PR #4551, opened 2019-12-30
[DRAFT] Extract a superclass of InternalDistributedMember

upthewaterspout:
Extracting a superclass of InternalDistributedMember
    
We need a concrete MemberIdentifier implementation in geode-membership
to test membership.
    
Extracting a superclass of InternalDistributedMember,
MemberIdentifierImpl, which contains pretty much all of the
InternalDistributedMember logic. InternalDistributedMember now just
extends that class and implements DistributedMember.

Removing uses of SocketCreator from MemberIdentifierImpl.


upthewaterspout:
Going to redo this work a different way.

■ ■ ■ ■

> **What needs to be done**: A word-for-word copy of the data is what should be returned.

> **Written reply**:
PR #4551, opened 2019-12-30
[DRAFT] Extract a superclass of InternalDistributedMember

upthewaterspout:
Extracting a superclass of InternalDistributedMember
    
We need a concrete MemberIdentifier implementation in geode-membership
to test membership.
    
Extracting a superclass of InternalDistributedMember,
MemberIdentifierImpl, which contains pretty much all of the
InternalDistributedMember logic. InternalDistributedMember now just
extends that class and implements DistributedMember.

Removing uses of SocketCreator from MemberIdentifierImpl.


upthewaterspout:
Going to redo this work a different way.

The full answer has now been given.